The Reformation Journal was established in Scotland in June 1851. The following article, "The Blight of Popery,'" was typical of much of the virulent anti-Catholicism of the day , especially, as E.R. Norman points out, in its charge that "Catholicism was inimical to liberal government, national prosperity, and human dignity" (183) The article appeared in its first issue, pp. 41-33 and is quoted from Norman 183-185.

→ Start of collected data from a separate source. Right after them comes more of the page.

PR #1229, opened 2026-09-09
fix(agent): publish a failure code, not the exception, on the public list

odesenfans:
## Summary
`/v2/about/executions/list` is unauthenticated and `@cors_allow_all`, and the allocation block it renders carried `str(error)[:200]` of whatever `start_persistent_vm` raised, under a code that fell back to the exception's class name. The exceptions a create raises quote what it was working with: the capacity refusal names the node's free memory and the cache path a download would not fit in, a download failure names the URL, and an unhandled one names whatever its raiser put in it. Reproduced on the base commit: a start failing with `RuntimeError("could not open /var/lib/aleph/vm/deadbeef/private-volume.img")` served `{"code": "RuntimeError", "message": "could not open /var/lib/aleph/vm/deadbeef/private-volume.img"}` to any anonymous reader. v1 has always masked an unclassified failure as "Unhandled Error".

A failure record now carries a code out of a closed set (`AllocationFailureCode`) and no free text at all, so there is no field left for an exception to write into. Each code has one sentence, written for a reader and published with it, and the exception's own text goes to the log. The code is derived from the exception's type, never from matching on its message.

Stacked on #1225.

## Changes
- `src/aleph/vm/agent/allocation/failures.py` (new): `AllocationFailureCode`, the one public sentence per code, and `classify_start_failure`. Supervisor boundary errors map through their `ErrorCode`; the agent's own `InsufficientResourcesError` and `VmStartupError` map by class; the message fetch's `HTTPNotFound` / `HTTPServiceUnavailable` map to `message_unavailable`; the unsupported-content-type `HTTPBadRequest` maps to `unsupported`; anything unrecognised is `internal` with "Unhandled error".
- `src/aleph/vm/agent/allocation/plan.py`: `FailureRecord.code` is the enum, and the `message` field is gone.
- `src/aleph/vm/agent/allocation/reconciler.py`: `_record_failure` classifies instead of reading `type(error).__name__` and `str(error)`, and logs the code alongside the full exception. The rebuild path records `vm_failed` rather than a code built from the status string.
- `src/aleph/vm/agent/views/__init__.py`: `_allocation_block` renders the code's value and its published sentence.
- `docs/architecture/vm-lifecycle.md`: a sentence on what the allocation loop is allowed to report about a failure, in the paragraph that already describes that reporting.

### One correction to the original plan
The plan said the message field could carry a typed error's own message for codes that are safe by construction. It cannot: the typed errors the create path raises are exactly the ones with unsafe text. `capacity.py` raises `InsufficientResourcesError("Insufficient capacity to create VM. ...")` with the host's committed and available figures, `vm/cache.py` raises it naming `/var/cache/...`, and `vm/downloader.py` raises `ResourceDownloadError(str(ClientResponseError))`, which is the URL. So the message published is a function of the code and of nothing else. The typed errors still earn their keep: they decide which code, so a full node, a message that cannot be fetched, a runtime that will not download and a VM this CRN cannot run stay four different answers to the scheduler.

## Test plan
- `tests/supervisor/test_allocation_failures.py` (new): every exception the start path can raise lands on the code that describes it, every `ErrorCode` is covered, every failure code has a distinct message, and `internal` says "Unhandled error".
- `tests/supervisor/test_executions_list_allocation.py`: end to end through the real reconciler and the real app, a start raising a `RuntimeError` that quotes a host path serves `{"code": "internal", "message": "Unhandled error"}` with the path absent from the whole JSON body, and a capacity refusal serves `insufficient_capacity` with its own sentence and none of the refusal's figures. The two tests that asserted the record was echoed verbatim now assert the sanitized shape.
- `tests/supervisor/test_allocation_reconciler.py`: the record itself carries the code and none of the exception's text, for an unclassified failure and for a typed capacity one. The assertion that a failed start recorded `code == "RuntimeError"` now expects `internal`.
- Checks: the seven allocation and views test files plus `tests/supervisor/views` (264 passed, exit 0); the whole `tests/supervisor` suite (1238 passed, 1 skipped, exit 1 on `test_log.py::test_make_logs_queue`, the pre-existing journald environment failure, identical on the base); `ruff format --diff .`, `isort --check-only --profile black .` and `mypy src/aleph/vm/ tests/ examples/example_fastapi runtimes/aleph-debian-12-python` all exit 0.


foxpatch-aleph (approved):
This PR correctly fixes an information-disclosure issue on the unauthenticated, CORS-open /v2/about/executions/list endpoint by replacing verbatim exception text with a code from a closed enum plus a fixed per-code sentence, leaving exception detail to the operator log. The design is fail-safe: classification is by exception type (never message matching), unrecognized exceptions fall through to a fixed "Unhandled error" ("internal"), and I traced every exception the start path can raise (capacity admission, supervisor boundary errors, VmStartupError, message-fetch HTTP errors, unsupported-content-type HTTPBadRequest, download errors) to confirm each lands on a sensible code. All FailureRecord constructors and readers were updated consistently, there is no circular import risk, and test coverage is strong — per-exception classification, full ErrorCode enumeration, and end-to-end tests asserting the secret path is absent from the whole JSON body. I could not execute the tests locally (environment lacks project dependencies), but static analysis found no issues. Two non-blocking nits: an unused `logger` in the new failures.py, and a non-404 ClientResponseError from the message fetch is classified as DOWNLOAD_FAILED rather than MESSAGE_UNAVAILABLE. The changed code vocabulary is a breaking change for consumers of the old raw codes, which is intentional.

**`src/aleph/vm/agent/allocation/failures.py`** (line 29): `logger = logging.getLogger(__name__)` is unused in this module — either drop it or note why it's here.

**`src/aleph/vm/agent/allocation/failures.py`** (line 97): Minor imprecision: a non-404 `ClientResponseError` escaping the message fetch (messages.py re-raises it rather than converting to `HTTPNotFound`/`HTTPServiceUnavailable`) lands on DOWNLOAD_FAILED instead of MESSAGE_UNAVAILABLE. Harmless since no text is published either way, but if the distinction ever matters to the scheduler, the fetch path could wrap its ClientResponseError like the downloader does (downloader.py:165-174).

**`src/aleph/vm/agent/views/__init__.py`** (line 308): Note for rollout: the published `code` vocabulary changes (e.g. `"RuntimeError"` → `"internal"`, `"resource_download_error"` → `"download_failed"`), which is a breaking change for any scheduler consumer keying on the old raw values. Intentional per the PR, just flagging it for the consumer-side rollout.

foxpatch-aleph (approved):
A clean, well-tested security fix. The leak is closed structurally rather than by sanitization: FailureRecord no longer has a free-text field, so no exception text can reach the unauthenticated, cross-origin executions list, and the published error is a code out of a closed enum paired with a fixed sentence keyed by code. Classification is by exception type rather than message matching, which is the robust choice, and I verified against the real start path that every exception create_vm_execution can raise lands on a code, with unknowns falling to internal/'Unhandled error'. Wire compatibility is preserved (the old vm_{status.value} scheme produced the same 'vm_failed' string the new enum publishes), no stale consumers of the removed message field remain, the docs accurately describe the new contract, and the tests are genuinely good — including end-to-end tests asserting the secret host path and the capacity figures are absent from the entire JSON body, and a guard that every supervisor ErrorCode classifies. All 86 tests in the three touched files pass, and ruff/isort/mypy are clean.

**`src/aleph/vm/agent/allocation/failures.py`** (line 95): Nit, non-blocking: any ClientResponseError maps to download_failed, but a non-404 one can also escape the message fetch (messages.py:33 and :45 re-raise raw), so a connector 500 on the message itself would publish download_failed rather than message_unavailable. Still a closed code with fixed text, so nothing leaks — purely a granularity nit.

**`src/aleph/vm/agent/allocation/failures.py`** (line 101): public_failure_message does a bare _PUBLIC_MESSAGES[code] lookup, so an enum member added without a message would raise KeyError inside the request handler and 500 the endpoint. test_every_code_has_a_message_of_its_own guards this today, which is probably enough, just worth knowing the failure mode is a request-time 500 rather than a missing sentence.

**`tests/supervisor/test_allocation_failures.py`** (line 71): This assertion is trivially true for any return value (and mypy already guarantees the return type), so the test's real value is that no ErrorCode makes classify_start_failure raise — the name slightly oversells it. The specific SUPERVISOR_ERROR cases are properly covered by the parametrized test via PortUnavailableError and InternalSupervisorError, so this is fine as is.

foxpatch-aleph (approved):
A genuine information-leak fix, done at the right layer: FailureRecord lost its free-text field entirely, so the unauthenticated executions list can only publish a code from a closed enum plus its fixed sentence, and the type system now enforces that policy for future call sites. I traced every exception class in classify_start_failure against the actual reconciler start path (start_persistent_vm -> create_vm_execution) and the mapping is correct for each one, including the subtle cases (the HTTP-wrapping functions that raise HTTPServiceUnavailable with a capacity meaning are not on this path; in the reconciler path it comes only from the message fetch). All 182 allocation tests pass, and the new tests are strong: per-exception mapping, full ErrorCode enumeration, and end-to-end assertions that secret text is absent from the whole JSON body. Only non-blocking nits: the every-code-covered test asserts little (membership is already guaranteed by the return type, so a code dropped from the supervisor table would not fail it), and the public code values changed shape, which any scheduler consumer must track.

foxpatch-aleph (approved):
This PR correctly closes an information-disclosure hole on the unauthenticated executions list: the failure record now carries only a code from a closed enum plus a fixed per-code sentence, with no field left for exception text to leak through. The classification is by exception type (a contract), never message matching, and I verified the ordering hazards: the boundary InsufficientResourcesError is caught via SupervisorError before the agent-side same-named class, and in aiohttp 3.10 HTTPNotFound/HTTPServiceUnavailable are not subclasses of HTTPBadRequest, so the HTTP-exception checks cannot shadow each other. The reconciler keeps the full exception in the node log for the operator, and the end-to-end tests assert leaked content is absent from the whole JSON body. All 360 relevant allocation/verdict/executions tests pass and mypy is clean on the touched files. Two non-blocking nits on test strength and the breadth of the HTTPBadRequest mapping; neither affects correctness or the security guarantee.

**`tests/supervisor/test_allocation_failures.py`** (line 71): This test cannot fail as written: classify_start_failure always returns an AllocationFailureCode (and dict.get with a default cannot raise), so `assert ... in AllocationFailureCode` holds for any input. To actually enforce the docstring's intent — a code added to ErrorCode must not fall off the map — assert the destination for the unmapped codes explicitly, e.g. that PORT_UNAVAILABLE, VM_NOT_FOUND, VM_ALREADY_EXISTS, HOST_NOT_FOUND and INTERNAL each land on SUPERVISOR_ERROR. As is, the test only exercises lines.

**`src/aleph/vm/agent/allocation/failures.py`** (line 90): Any HTTPBadRequest on this path is published as UNSUPPORTED ("This node cannot run this VM"), which reads as permanent. Today that is accurate — the only HTTPBadRequest the reconciler path can reach is the unsupported-content-type fallback in create_vm_execution (run.py:717) — but the "no later attempt will do better" property belongs to the raiser, not the exception type. Worth keeping in mind if a transient condition ever starts raising HTTPBadRequest from inside the start path; create_vm_execution_or_raise_http_error already translates ResourceDownloadError into HTTPBadRequest, and would misclassify if ever routed through the reconciler. Non-blocking given the closed-set design limits the damage to a slightly wrong sentence.

foxpatch-aleph (approved):
This PR correctly closes a genuine information-disclosure hole: I verified that /v2/about/executions/list is unauthenticated and CORS-allow-all, and that the old code published str(error) verbatim. The replacement design — a closed enum of codes with one fixed sentence each, classification purely by exception type — is sound and correctly grounded: I checked the aiohttp class hierarchy to confirm no branch ordering can shadow, traced each classified exception to a real raiser on the start path (try_get_message for HTTPNotFound/HTTPServiceUnavailable, run.py:717 for HTTPBadRequest, _wait_until_running for VmStartupError, capacity admission for InsufficientResourcesError), and confirmed via grep that nothing still reads the removed FailureRecord.message field. The full exception detail is retained in the log for operators. The new and updated tests pass (20 + 63); the only failures I encountered are pre-existing sandbox permission issues in test_operator_retire.py, untouched by this PR. Minor nits only, none blocking.

**`src/aleph/vm/agent/allocation/failures.py`** (line 80): Nit: `ErrorCode.INTERNAL` (raised as `InternalSupervisorError`, e.g. a NotimplementedSupervisorError) falls through to `supervisor_error`, published as "The hypervisor refused to run this VM". An internal error is a bug on the node rather than a refusal — the unclassified-Python-error path gets the more honest `internal`/"Unhandled error" here. Consider mapping `ErrorCode.INTERNAL` to `AllocationFailureCode.INTERNAL` explicitly.

**`src/aleph/vm/agent/allocation/failures.py`** (line 94): Nit: a `ClientResponseError` with a non-404 status raised while fetching the *message* (messages.py re-raises it from `try_get_message`) lands on `download_failed` rather than `message_unavailable`. Still a closed-set sentence, so no leak — just a slightly-off code for a scheduler trying to tell a bad hash from a bad download.

**`tests/supervisor/test_allocation_failures.py`** (line 71): This assertion is tautological: `classify_start_failure` has return type `AllocationFailureCode`, so `in AllocationFailureCode` holds for any input. It would still pass if a future `ErrorCode` that deserves a specific mapping (say, a new `VM_NOT_FOUND`-style code) were added. The per-subclass parametrized test above covers the intended mappings, so this is minor, but asserting against an expected mapping per code would make this test catch drift.

**`tests/supervisor/test_executions_list_allocation.py`** (line 141): Nit (test-only): with `real_reconciler=True`, `setup_webapp`'s startup hook also spawns the reconciler's background `run()` loop, which can converge on the submitted plan concurrently with the explicit `await reconciler._converge_once()`. The tests don't assert on `attempts`, so it passes, but the count of recorded attempts is nondeterministic in principle — worth knowing if a later assertion is added.

foxpatch-aleph (approved):
This PR correctly closes an information leak on the unauthenticated /v2/about/executions/list endpoint: the failure record now carries only a code from a closed enum plus a fixed sentence, with no free-text field for an exception to write into. I verified the classifier covers every exception type the start path can actually raise (the raw SupervisorError vocabulary from create_vm_execution, HTTPNotFound/HTTPServiceUnavailable from load_updated_message, VmStartupError from _wait_until_running, the agent's own InsufficientResourcesError, and the HTTPBadRequest for unsupported content types), with correct isinstance ordering between the two distinct InsufficientResourcesError classes. The reconciler keeps the full exception text in the operator-only log, the docstring and architecture docs explain the invariant, and no circular import or stale FailureRecord consumer remains. All new and modified tests pass, as do ruff format and mypy; the 8 pre-existing failures in tests/supervisor/views/test_operator_retire.py are environment issues (PermissionError on /var/cache/aleph) unrelated to this change. Only nit: test_every_supervisor_error_code_is_covered cannot fail as written and so does not test the invariant its name claims.

**`tests/supervisor/test_allocation_failures.py`** (line 71): This assertion is vacuous: classify_start_failure is annotated to (and always does) return an AllocationFailureCode member, so `result in AllocationFailureCode` passes for every input and cannot detect a code falling off the map. A stronger check that matches the docstring's intent would be `assert classify_start_failure(error) is not AllocationFailureCode.INTERNAL` — a boundary error is a real answer and should never be classified as unhandled. Non-blocking.

foxpatch-aleph (approved):
This PR closes a real information-disclosure hole (exception text quoting host paths, URLs and node capacity figures was rendered on an unauthenticated, cross-origin endpoint) and does so with a design that makes recurrence impossible rather than merely patched: FailureRecord has no free-text field left, the public message is a pure function of a closed enum, and classification is by exception type rather than message matching, which is the stable contract. All call sites are updated consistently, the docstring and architecture-doc updates accurately describe the new behavior, and the test coverage is strong (per-exception classification, every ErrorCode exercised, end-to-end assertions that the secret text is absent from the whole JSON body, and the pre-existing verbatim-echo tests converted to assert the sanitized shape). I verified the classification ordering handles the two InsufficientResourcesError classes correctly, ran the relevant suites (83 passing in the three touched files; only pre-existing sandbox-environment failures elsewhere), and confirmed ruff/isort/mypy are clean on the changed files. Two nits, neither blocking.

**`src/aleph/vm/agent/allocation/failures.py`** (line 94): Non-blocking observation: a ClientResponseError escaping the message fetch with a non-404 status (try_get_message and get_latest_ref both re-raise these, e.g. a 500 or 429 from the connector) lands on DOWNLOAD_FAILED rather than MESSAGE_UNAVAILABLE. The published sentence for download_failed ("A resource this VM needs could not be downloaded") is still a fair description, so this is a coarse-bucket judgment call rather than a bug — and nothing leaks either way.

**`tests/supervisor/test_allocation_failures.py`** (line 77): Non-blocking: `assert classify_start_failure(error) in AllocationFailureCode` is guaranteed by the return type annotation, so this test's real value is exercising every ErrorCode without a KeyError from _BY_SUPERVISOR_CODE's .get default. It does that job; a marginal improvement would be asserting the folded codes (INSUFFICIENT_RESOURCES -> insufficient_capacity, etc.) per ErrorCode, which would also guard against a future edit pointing one at the wrong bucket.

foxpatch-aleph (approved):
This PR fixes a real information-disclosure vulnerability: the unauthenticated, CORS-open executions list published up to 200 characters of raw exception text (host paths, download URLs, node capacity figures) from any failed VM start. The fix is structurally sound rather than cosmetic — FailureRecord loses its free-text field entirely, so exception text cannot reach the public response by construction, while the full detail is preserved in the operator log. I verified the classifier cannot raise (SupervisorError.code always exists, dict lookup has a fallback, terminal return), that all _BY_SUPERVISOR_CODE keys match real ErrorCode members, that the HTTP exception mappings match what the reconciler path actually raises, and that no stale .message consumers remain. All 83 tests in the three touched files pass, including the end-to-end assertions that the secret text is absent from the whole JSON body; the 8 failures in tests/supervisor/views/test_operator_retire.py are a sandbox permission artifact unrelated to this diff. Only minor nits: the ErrorCode-coverage test is tautological (the fallback makes it unable to fail), and FileTooLargeError mapping to DOWNLOAD_FAILED slightly stretches the published sentence.

**`tests/supervisor/test_allocation_failures.py`** (line 66): This exhaustiveness test is tautological: because classify_start_failure has a SUPERVISOR_ERROR fallback, the assertion that the result is an AllocationFailureCode member can never fail. It documents intent, but the real coverage is the parametrized test above; consider asserting instead that codes absent from _BY_SUPERVISOR_CODE land on SUPERVISOR_ERROR.

**`src/aleph/vm/agent/allocation/failures.py`** (line 64): Minor semantic nit: FILE_TOO_LARGE maps to DOWNLOAD_FAILED ("A resource this VM needs could not be downloaded") when the resource actually downloaded but exceeded a limit. The don't-retry signal is right; only the sentence is a slight stretch.

**`src/aleph/vm/agent/allocation/failures.py`** (line 90): HTTPBadRequest -> UNSUPPORTED is accurate today (the only raise in the reconciler path is the unsupported-content-type at run.py:717), but it is a wide exception class to hang that meaning on; a future unrelated HTTPBadRequest in the start path would be misclassified as "This node cannot run this VM". Not blocking.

When an enlightened traveller passes from the domains of Protestantism to those of the Romish Church, he immediately perceives that he has entered upon a strange territory, over which a base and gloomy genius seems to preside. The mental, moral, and social aspect of mankind are in many respects changed. A blight shrivels up the buddings of intellectual vigour, a barren selfishness blasts the healthfulness of moral feeling, and dark suspicion lowers over every face and destroys the blithesome play of animating spirit. Signs of a degrading superstition force themselves upon the attention at every turn. Images of virgins and other tutelar saints appear to demand the homage of those who pass along the street; whilst the churches and their gaudy shrines are decked with the costly gifts of servile worshippers. We do not wonder that the Romanist can hardly attain to any spiritual views and feelings of religion amidst this grossness of creature-worship, which materializes the perceptions of the soul, and prevents its realizing the feeling of an omnipresent Deity. The spiritual senses are effectually blunted, and grovelling images destroy the purity of worship, and humanize those affections which ought to be divine. Every feature of Christianity is presented to the people in a debased form, which reacts upon their minds, and makes their ideas of religion mean and carnal.

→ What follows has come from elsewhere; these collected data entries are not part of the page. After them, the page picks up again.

PR #1230, opened 2026-09-09
docs: operator documentation for what 2.1 adds

odesenfans:
## Summary

> **Merge order.** This PR documents the `vms[<i>]` rejection keys and the
> closed set of `error.code` values that #1229 introduces. It merges after
> #1229; landing it first would document answers the node does not yet give.
Nothing an operator would read documented what 2.1 adds. The storage
reclamation CLI existed only in the architecture notes, the `VOLUME_*`,
`CACHE_BUDGET` and `ALLOCATION_*` settings only in `conf.py`, and the v2
allocation endpoints nowhere at all. An operator who upgraded a node and
saw free space jump, or a scheduler integrator reading the v2 answer, had
no document to go to. This PR adds two operator documents, a 2.1 section
to the confidential-computing document, and fixes the agent README's
install instructions, which still told operators to install
`python3-nftables python3-jsonschema` and to `pip3 install pydantic-dotenv
'aleph-message~=1.0.1'`.

Stacked on #1228.

## Changes
- `doc/storage-reclamation.md` (new): what happens to the disks of a VM
  that is gone (including the payment-shortfall change from 1.x), the
  retention and cache budgets with their defaults, the `aleph-vm storage`
  verbs, the read-only guarantee on `status`/`list`, the environment-file
  loading a hand-run command does, the three-state rule that decides
  whether a purge may run, the `--trust-registry` caveat, and the exit
  codes (0 / 1 / 2 / 3) a wrapper script needs.
- `doc/scheduler-allocations.md` (new): `POST /v2/control/allocations` and
  its verdict buckets, `POST /v2/control/capacity/check`, the `allocation`
  block in `GET /v2/about/executions/list`, the rule that a node is
  governed either by v1 pushes or by v2 plans and not both, the four rules
  a reader of the answer needs (a refused hash is never torn down by its
  own push, a crash loop backs off, a stopped VM restarts only on a push,
  one create at a time per VM), and the `ALLOCATION_*` settings. The eight
  published `error.code` values from #1229's `AllocationFailureCode` are
  tabled with their published sentence and what each tells a scheduler to
  do, so an external consumer need not read source.
- `doc/confidential.md`: a "What 2.1 changes for a confidential CRN"
  section: TDX instance messages rejected up front, what a node must
  satisfy before it advertises `tee.nvidia_cc` (CC mode `on`, card free
  and bound to vfio-pci, GPU support and `pciutils`, SNP launch
  capability), and the note that the measured guest image changed so
  V-PROGRAM runtime bundles must be rebuilt and republished.
- `src/aleph/vm/agent/README.md`: apt list matched to the deb (plain
  `nftables`, no `python3-jsonschema`), and section 2.e replaced with
  `pip3 install .` against the current `pyproject.toml` pins.
- `README.md`: links the operator documents.

## Test plan
- Docs only, no tests, as the dispatch states.
- Content read off the final rules on the in-flight branches:
  `origin/od/2.1-storage-cli-readonly-and-diagnostics` (storage CLI and the
  storage architecture document), `origin/od/2.1-alloc-inflight-removing`
  (the seven allocation fixes and the vm-lifecycle document),
  `origin/od/2.1-packaging-prune-deps` (deb and pyproject), and
  `src/aleph/vm/conf.py` on this branch for every default.
- The apt-line edit is byte-identical to the one on
  `od/2.1-packaging-prune-deps`, so the two merge without a conflict.


foxpatch-aleph (commented):
Docs-only PR whose claims I verified against the codebase with unusual success: every settings default, endpoint shape, exit code, rejection/retention code, and confidential-computing claim that can be checked against this branch matches the implementation exactly (conf.py defaults, allocations_v2.py/allocation_auth.py/verdict.py, storage_cli.py verbs and exit codes, translate.py's TDX refusal, resources.py nvidia_cc gating, pyproject deps for the README pip fix). The one systematic caveat is that the PR documents behavior that lives on the in-flight stacked branches rather than this branch: the storage CLI's three-state agent-running rule, --env-file loading, 'unknown, never 0 B', and read-only guarantees are not in storage_cli.py here; the scheduler doc's crash-loop backoff and stopped-VM single-start rules contradict the current AllocationReconciler (whose _forget clears the failure record on a successful create and whose notify_vm_down wakes the loop for any planned STOPPED/FAILED event); and the pciutils deb-dependency claim does not hold for this branch's packaging control. That is the PR's stated stacked-PR design, so it is not blocking, but the merge order is a hard coupling worth locking in.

The public streets swarm with clergy and soldiers, in their respective uniforms, as parasites of a despotism which controls the liberty of thought and action. The ubiquitous priests and monks furnish a constant memento that conscience is under the yoke, and that no freedom of judgement is allowed. The armed police announce that a watch is placed over every movement, that speech must be restrained, and that the press is under strict censorship. The development of mind is thus painfully cramped, and the range of mental acquirements is contracted within a narrow compass. Genius languishes, thought refuses to soar, and the intellectual faculties are forbidden to expatriate. The arts of painting and sculpture may flourish, for these do not require a proficiency in mental culture; and the poesy of love and of nature's beauties may be warbled in the melting pathos of a melodious voice, or be set to the strings of the light guitar; but manly emotions are checked, and sensual desires occupy the place of virtuous affections. It is a withering of the soul, and of all that active soul is wont to produce. But the powers of human nature cannot be altogether repressed; and when checked in one direction they will expand in another; when prevented from following after what is noble and excellent, they will infallibly pursue what is sordid and vicious. The ever active sap of the mind will cause its branches to spread downwards, if they cannot rise upwards; and when forbidden to become a shelter for the feathered tribe of heaven, they will grovel along the soil, and be the inhabitants of creeping insects and unclean reptiles.

With the advancement of popish power and influence there has always been a retrograde movement in virtue and civilization. The moral and social aspect of the people is more unpromising than in the days of heathenism. Intellect has become dwarfish, enterprise languishes, trade fails, poverty and rags abound, the streets swarm with beggars, filth and meanness prevail, indolence and vice are depicted in the countenance, profligates flaunt about without any apparent sense of shame. Could one of the old Roman worthies rise from his tomb, and gaze from the dilapidated capitol upon the city of his pride and devotion, and take a survey of the altered manners and habits of its once noble people, he would shed warm tears of sorrow over its departed greatness, and wonder what fell demon had blighted its glory, depraved its inhabitants, and prostrated its manhood into second childishness. Spain, Portugal, and other lands where Popery has been all-prevalent, would tell the same tale of moral and civil degradation. A comparison of the Romish and Protestant cantons of Switzerland, or of the northern and southern counties of Ireland, would attest the same melancholy truth. . . . an undeniable fact, but that it is a necessary consequence of this religious system. The very principles of Popery, since it reached the zenith of its power, and obtained a perfect organization, are such as must work for evil to the mass of a population. As its power rises, the people must fall. It is in direct antagonism to the free and healthful play of the human faculties, to mental enlightenment, to civil progression, to social worth and domestic happiness. It is not from an accidental failure of Roman counsels that these countries have receded in the scale of civilization, nor from an outward pressure of foreign hostility, nor from any national calamity having befallen them; it is the necessary fruit of a corrupt and heartless system of priestcraft, which shrinks from no means to accomplish its ambitious purposes, and which is willing to sit enthroned upon the wrecks of humanity, provided it can achieve its own aggrandizement, and fill itself with the spoils of passive adherents.